与此同时,原州与恪州交界的大营中,衡沚与李崇玄也收到了同样的消息。

“这,这,你看看,你们都看看!”李崇玄不解地叉着腰,差点就要在营帐里发火了,“这又是闹哪一处?这时候封个亲王,我看是来添堵的!”

衡沚与一旁坐着的怀乘白相视一笑。

“将军莫急。”怀乘白摇着扇子,“依我看,这并非完全是坏事,只怕是有人在暗中相助我们的局势呢。”

“此话何解?”李崇玄没听明白,“咱们这都够乱的了,他们都城再多一次典礼的开支,多一个亲王的俸禄,难道还有好处不成?”

“非也非也,原本都城之中,是金峰一人揽权。如此情况下,再怎么商议和谈,我们也都要听他的命令。”说到这里,怀乘白嗤笑了一声,“可如今不一样了,多了一个人来分权,就多了一份可能——一分钱不掏,把北蛮子打回去的可能。”

而怀乘白心里很清楚,这件事是严同均和他徒弟做不出的,只有阿姀能做到。他甚至是有些骄傲地笑了笑,这也是为什么当初阿姀满世界折腾他不管,如今快折腾出点什么,他才特地来推波助澜。

衡沚人立在地图前,眼睛盯着被插上红色小旗的一整片北境,淡淡开口,“诸位,既然金峰的势力削减,我提议我们立刻反击,先接了眼下困境再说。”

四周的将领和谋士都围了上来,听着他下一步的谋划。

“游北人远道而来,不想空手而归,但他们最发愁的,就是粮草问题。”衡沚将另一支红色小旗,插在了写着游北大营后面的一处小帐子上,“经斥候探查,这里就是游北军粮草吞驻之地,但他们选在了渡河南岸的一处支流附近,就是放着我军偷袭烧粮草。

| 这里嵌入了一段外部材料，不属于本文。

PR #1289, opened 2026-07-29
feat(link): QoL improvements

swift1337:
- [x] add option for json logging
- [x] handle `err` error log field
- [x] `ibc keys import [type] [name] --private-key ...`
- [x] keys: show evm address, show base64 private key


link/internal/service/signer/signer.go
```diff
@@ -70,3 +73,16 @@ func NewSignerFromConfig(ctx context.Context, cfg config.SignerConfig) (signer S
 func ParseKeyType(raw string) (keyfile.Type, error) {
 	return keyfile.ParseType(raw)
 }
+
+func PublicKeyToEVMAddress(pk []byte) string {
+	publicKey, err := crypto.DecompressPubkey(pk)
+	if err != nil {
+		return ""
```
dhfang: Why do we fail silently here?

dhfang (approved):
LGTM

”

防着不怕,怕的是根本就不防。

“烧粮草是个老办法,但也是最有用的办法。”衡沚抱着臂,眸光明亮锐意,“人一旦觉得准备周全,就会败在这周全之下。我点五百人,明日该到了双方互换草案的日子,此时趁其不备烧了粮草,这和谈,也就不必再谈下去了。”

其实五百人都算是多的了。

衡沚很快让人暗中准备了猛火油,又去两军精锐之中,挑了善骑射的士兵百人,准备周全。

他们换上便装,从设营之地旁的城门出发,从敛鹰山西段偷偷翻过去,趁着游北的几个首领都在阵前和谈,摸到了游北营帐的后方。

衡沚派了几个面生,且会游北土话的士兵,夜里杀了几个看马的守卫,换上了他们的衣裳,混迹进了他们的后营。

塞外的夏末不仅炎热,且毒虫很多。在草地里蹲伏的第二个白日,终于等到了一个合适的时机。

“你们几个,来干什么的?”粮草重地,看管起来守卫三班一换,此时正是正午时分,酒饱饭足,这些壮汉的心都燥了起来。

“大哥吃好了吗?”一个几乎与这人同样壮的士兵拍了拍守卫的肩,“我们是格斯首领部下的,晌午放的饭是羊腿馕饼子,不记得啦?”

“啊!记得,记得。”

格斯是游北诸首领中的一个,没有什么野心,就是爱戴手下的士兵,经常自掏腰包来改善手下人伙食,很多人都记着他这份好。